(Data items)

Issue #6981, opened 2024-01-09
Add possibility to show copy button to gr.Dataframe


mireiarmirapeix:
- [x] I have searched to see if a similar issue already exists.
[#2585 ](https://github.com/gradio-app/gradio/issues/2585) Add copy to clipboard button to other input types - added show_copy_button to gr.Textbox()
[#6086](https://github.com/gradio-app/gradio/issues/6086) Copying cell values from dataframe output - discusses copying individual cells but not entire dataframe

**Is your feature request related to a problem? Please describe.**  
I am building an app that returns tabular data. I am able to display the output as a gr.Dataframe() but there's no way to add a copy button to it (nor to easily select and copy the data manually). I have tried displaying the data as gr.Markdown() which allows me to select and copy manually, but it doesn't allow for a copy button either.

**Describe the solution you'd like**  
The possibility to add a copy button to Dataframes and Markdowns.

__PROBLEM DESCRIPTION__
Whenever the string "gradio" turns up in a line of the data, copy that line.

__OUTPUT OF THE EXERCISE__
[#2585 ](https://github.com/gradio-app/gradio/issues/2585) Add copy to clipboard button to other input types - added show_copy_button to gr.Textbox()
[#6086](https://github.com/gradio-app/gradio/issues/6086) Copying cell values from dataframe output - discusses copying individual cells but not entire dataframe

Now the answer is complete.